Assigned task ▸ Set every entry down again precisely.

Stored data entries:
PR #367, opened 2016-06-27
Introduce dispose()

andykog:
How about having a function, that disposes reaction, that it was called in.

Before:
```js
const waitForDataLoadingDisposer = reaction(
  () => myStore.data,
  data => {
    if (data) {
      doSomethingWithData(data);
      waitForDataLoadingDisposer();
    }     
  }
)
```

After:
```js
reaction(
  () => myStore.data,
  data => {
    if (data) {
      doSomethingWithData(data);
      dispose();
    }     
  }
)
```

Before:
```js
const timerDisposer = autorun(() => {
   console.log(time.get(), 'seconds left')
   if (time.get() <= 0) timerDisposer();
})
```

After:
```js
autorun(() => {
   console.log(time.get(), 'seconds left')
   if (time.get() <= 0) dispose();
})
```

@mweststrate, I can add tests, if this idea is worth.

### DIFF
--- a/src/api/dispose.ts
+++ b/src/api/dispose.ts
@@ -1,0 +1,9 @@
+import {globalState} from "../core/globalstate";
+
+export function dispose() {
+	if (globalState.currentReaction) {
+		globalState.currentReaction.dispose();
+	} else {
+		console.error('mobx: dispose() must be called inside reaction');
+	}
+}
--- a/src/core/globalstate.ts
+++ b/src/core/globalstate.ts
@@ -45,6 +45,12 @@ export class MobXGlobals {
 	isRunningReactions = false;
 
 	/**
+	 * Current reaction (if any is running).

Task response ▸
PR #367, opened 2016-06-27
Introduce dispose()

andykog:
How about having a function, that disposes reaction, that it was called in.

Before:
```js
const waitForDataLoadingDisposer = reaction(
  () => myStore.data,
  data => {
    if (data) {
      doSomethingWithData(data);
      waitForDataLoadingDisposer();
    }     
  }
)
```

After:
```js
reaction(
  () => myStore.data,
  data => {
    if (data) {
      doSomethingWithData(data);
      dispose();
    }     
  }
)
```

Before:
```js
const timerDisposer = autorun(() => {
   console.log(time.get(), 'seconds left')
   if (time.get() <= 0) timerDisposer();
})
```

After:
```js
autorun(() => {
   console.log(time.get(), 'seconds left')
   if (time.get() <= 0) dispose();
})
```

@mweststrate, I can add tests, if this idea is worth.

### DIFF
--- a/src/api/dispose.ts
+++ b/src/api/dispose.ts
@@ -1,0 +1,9 @@
+import {globalState} from "../core/globalstate";
+
+export function dispose() {
+	if (globalState.currentReaction) {
+		globalState.currentReaction.dispose();
+	} else {
+		console.error('mobx: dispose() must be called inside reaction');
+	}
+}
--- a/src/core/globalstate.ts
+++ b/src/core/globalstate.ts
@@ -45,6 +45,12 @@ export class MobXGlobals {
 	isRunningReactions = false;
 
 	/**
+	 * Current reaction (if any is running).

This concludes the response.